## WHAT TO PRODUCE
How many lines in the data that follows contain the word "void"? Only that number is needed.

(MATERIAL FOR THIS TASK begins)

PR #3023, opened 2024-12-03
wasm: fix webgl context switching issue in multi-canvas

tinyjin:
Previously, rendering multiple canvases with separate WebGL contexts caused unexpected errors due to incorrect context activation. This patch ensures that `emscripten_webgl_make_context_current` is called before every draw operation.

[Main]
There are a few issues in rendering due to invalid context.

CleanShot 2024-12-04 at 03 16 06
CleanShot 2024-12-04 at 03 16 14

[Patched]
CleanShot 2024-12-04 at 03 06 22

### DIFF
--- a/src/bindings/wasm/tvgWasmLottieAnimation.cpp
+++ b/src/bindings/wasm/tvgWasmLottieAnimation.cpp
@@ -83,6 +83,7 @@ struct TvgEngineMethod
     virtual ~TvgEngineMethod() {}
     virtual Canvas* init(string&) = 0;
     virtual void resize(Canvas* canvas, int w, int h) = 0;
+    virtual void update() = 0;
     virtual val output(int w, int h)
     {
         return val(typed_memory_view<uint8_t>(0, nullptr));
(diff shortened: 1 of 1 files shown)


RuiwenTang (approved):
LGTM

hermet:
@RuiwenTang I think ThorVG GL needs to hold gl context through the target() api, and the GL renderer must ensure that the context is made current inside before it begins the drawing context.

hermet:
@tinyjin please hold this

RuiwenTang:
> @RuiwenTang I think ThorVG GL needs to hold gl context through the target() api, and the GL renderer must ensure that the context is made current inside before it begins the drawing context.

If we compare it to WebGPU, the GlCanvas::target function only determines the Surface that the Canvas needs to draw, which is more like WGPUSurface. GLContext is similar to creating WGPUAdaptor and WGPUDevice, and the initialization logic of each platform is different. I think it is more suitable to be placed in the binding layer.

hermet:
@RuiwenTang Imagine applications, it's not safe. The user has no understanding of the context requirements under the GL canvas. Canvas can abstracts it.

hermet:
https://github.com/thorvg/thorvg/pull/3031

(MATERIAL FOR THIS TASK ends)

## SOLUTION FOR THIS PROBLEM
2